Ive done a search but couldn't find the following, so -- Any ideas about how to hang a clothes dryer on a wall with steel framing?  
I doubt if it will be strong enough attaching a timber plate to the steel stud work using tek screws.The option of plating both sides of the wall and bolting through, isnt, because its in a bedroom and the owner doesn't want to. Its a new place and he doesnt want to open the walls up. 
I haven't seen the job yet and want to prepare for the worst.  
Thanks in advance.

----------


## SilentButDeadly

Jacksin, 
A single Buildex TEK screw (or equivalent) into a steel frame has a pullout resistance of anything from about 1 to 3 kilonewtons http://www.buildex.com.au/techspec/default.asp depending on the frame thickness and the screw size. 
Assuming you fit a timber or steel mount for the dryer through the wall covering into the steel frame using a wing tip tek screw (and and there is adequate engagement - three thread turns) then you should be OK since one kilonewton is equivalent to just over 100 kilograms.....

----------


## Yonnee

Same as a timber stud wall.
The studs never line up with where you want the bracket.
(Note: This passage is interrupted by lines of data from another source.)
Issue #1119, opened 2024-01-11
Transfer Oefen dataset to NGT dataset?


uklomp:
Would it be possible to put all our entries from the Oefen dataset (all the lemma's, glosses, video's and additional descriptive information) into the NGT dataset? 
I dont think that you will encounter the problem that some of these entries already exist in the NGT dataset, but if you do, the original entry in the NGT dataset can stay (and the Oefen one can be skipped), or the NGT one can be overwritten, both is fine.

susanodd:
i will look into how best to do this. This needs to be done with a command rather than export/import.

The IDs of the glosses and lemmas are already in use (by themselves), so it should be possible to just change the dataset and keep the same IDs. It would be best to move them rather than copy them otherwise they don't keep the same IDs.

The media files would also need to be moved by the command. But there are links to these files inside of the GlossVideo class. (It keeps track of video operations and makes backups.)

susanodd:
Would you need commands over datasets? (Say like queries to find intersections or exclusion over two datasets?)

I'm trying to figure out what you would want to do with this command if it needs to be in the interface rather than a straightforward command.

We have Copy at the gloss level and you can copy the gloss from one dataset to another (Both must be selected and you need permissions in both.) But this command only copies Phonology, not senses or relations.

susanodd:
@uklomp If you just want to create the same signs in dataset NGT, then this can be done via CSV.
The signs will all get new Signbank IDs.
The creation creates new lemmas at the same time as new glosses.
For creation, just the Dataset, and the Lemma and Annotation columns.

The after creating new signs via CSV in NGT, you need to export those to obtain the new Signbank ID in the new dataset. Then you can update the new signs.
From your original export of those signs from Oefen, you can copy the columns you want to update (the other fields).

As you can guess, this would be error-prone, since you need to use the IDs of the new glosses for the right signs. I guess if you sort your original file by the ID, then it will create the new glosses in the order they appear.
So you could sort the "update" of those glosses the same way.

Once you have created the new signs in NGT (from your signs that are in Oefen), you can search the NGT glosses on Created By and Creation Date to limit the results to those new signs. Then export the new signs to CSV.

They should be sorted in the same order as the original signs, so you could copy the phonology and senses columns to the new file to make it ready for import.

susanodd:
@uklomp Are you able to do the above yourself, or would you rather have me do it?
It needs two steps. Two CSV files for import into NGT.
[...]

PR #1120, opened 2024-01-15
Move button to switch dataset of gloss

susanodd:
A button has been added to GlossDetailView to allow moving a gloss to a different dataset. #1119 

This involved updating the lemma field dataset to the new dataset.
To maintain consistency, the dataset of the related glosses (via relations or morphology) are also changed.
To do the morphology, reverse morphology is also retrieved in related objects.
For example, gloss Ijsbeer = Ijs + beer.
If any of these glosses is moved, the others also need to be moved.
This is done in an atomic transaction.

The videos and images of the gloss(es) are also moved to the new dataset.
This is done using a signal. (As for other updates.)

At the moment, there are checks that the user is a superuser in order to do this.
Both datasets must be selected.

The existence of the gloss already in the target dataset is checked.

- An error feedback is shown

If the gloss can't be moved because of a similar gloss in the target dataset:
- Expect the user to change the lemma translations and gloss annotations to remove ambiguity.
- The target dataset must have the same translation languages

Relations can be transitive. Once some glosses that are related are moved, this will also need to move more glosses.

- Assumes that the user will look before jumping.

That the annotation and lemma texts non-overlap are soft constraints on the dataset (This is checked manually by all the code.) The use of one text per language is a Django constraint.

```
      AnnotationIdglossTranslation
                 unique_together = (("gloss", "language"),)

      LemmaIdglossTranslation
                unique_together = (("lemma", "language"),)  # For each combination of lemma and language there is just one text.
```

### DIFF
--- a/signbank/dictionary/adminviews.py
+++ b/signbank/dictionary/adminviews.py
@@ -55,13 +55,18 @@ from signbank.frequency import import_corpus_speakers, configure_corpus_document
     dictionary_speakers_to_documents, document_has_been_updated, document_to_number_of_glosses, \
     document_to_glosses, get_corpus_speakers, remove_document_from_corpus, document_identifiers_from_paths, \
     eaf_file_from_paths, documents_paths_dictionary
-from signbank.dictionary.frequency_display import collect_speaker_age_data, collect_variants_data, collect_variants_age_range_data, \
-                                                    collect_variants_age_sex_raw_percentage
+from signbank.dictionary.frequency_display import (collect_speaker_age_data, collect_variants_data,
+                                                   collect_variants_age_range_data,
+                                                   collect_variants_age_sex_raw_percentage)
 from signbank.dictionary.senses_display import (senses_per_language, senses_per_language_list,
                                                 sensetranslations_per_language_dict,
-                                                senses_translations_per_language_list, senses_sentences_per_language_list)
-from signbank.dictionary.context_data import get_context_data_for_list_view, get_context_data_for_gloss_search_form, get_web_search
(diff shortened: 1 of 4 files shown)


Jetske:
If the gloss and/or its related glosses do happen to already exist, are they overwritten? I think this should either not be allowed, or show a warning with exactly which glosses will be replaced. 

Would it be safer to copy them rather than moving?

susanodd:
I revised to code to give feedback instead of moving the gloss if the translation languages of the target dataset are different, or if the lemma or annotation texts already exist in the dataset.

I did not do checks on the related glosses. They are visible in the modal so the user can see what the related glosses are.

The issue is for use to move the Oefen glosses to NGT. So I am assuming that we will be doing this.
I checked by hand to see how many glosses have related glosses. At the moment, it's in the morphology.

I doubt anything bad will happen. I tried it out on SIBILING-C to see if the warnings work okay for trying to move it to NGT.

I'll see what I can do about the related glosses. (Basically, the only "solution" would be to add -A -B -C to the glosses in order to move them. So not do anything if there will be ambiguity.)

susanodd:
I'll try out what happens if the morphology related glosses are already in the target dataset.
I guess it could give feedback on those glosses and not do anything.

The other media is automatically in the right place because it's stored under a folder gloss id. It doesn't need to be moved.

susanodd:
It's going to be at least Thursday before the code can be used on Global.
I didn't get the ansible scripts working all the way. So the master can't be deployed on signbank yet.

susanodd:
I guess I'll add the bullet explainations above to the modal.

susanodd:
@Jetske I modified the description of the command in the model. (See screenshots #1119)

There are also screenshots of the relations view in the target dataset with the images moved.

I use a piece of hardwood skirting painted the same as the rest of the skirting and achitraves, long enough to span at least two studs and centred where the drier is going, screwed to the studs using 14 guage, No.17 bugle screws (14 guage metal screws will be plenty for the steel studs). If you're worried, get a 90mm skirting and run two screws each stud, and run a bead of construction adhesive to glue it to the wall as well.

----------


## Jacksin

Thanks for your responses. 
The owner has contacted the builders fix-all bloke and he says the same, so thats good enough for me.

----------